### TASK REQUIREMENTS
Across the whole listing, filter for the string "multi" and copy every line that has it.

--*--

PR #2280, opened 2021-03-03
Enhancing pbs_locjob for multi-server

agrawalravi90:
#### Describe Bug or Feature

Right now, pbs_locjob cannot handle a multi-server setup. This leads to unexpected behavior of commands like qdel which use it  to locate jobs which were moved to remote clusters. So, this PR enhances it to handle a multi-server configuration.

The following shows how qdel was not reporting "unknown job" for an already deleted job, and that gdb showed how locate_job was getting a SIGPIPE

--*--

### RESULT BELOW
Enhancing pbs_locjob for multi-server
Right now, pbs_locjob cannot handle a multi-server setup. This leads to unexpected behavior of commands like qdel which use it  to locate jobs which were moved to remote clusters. So, this PR enhances it to handle a multi-server configuration.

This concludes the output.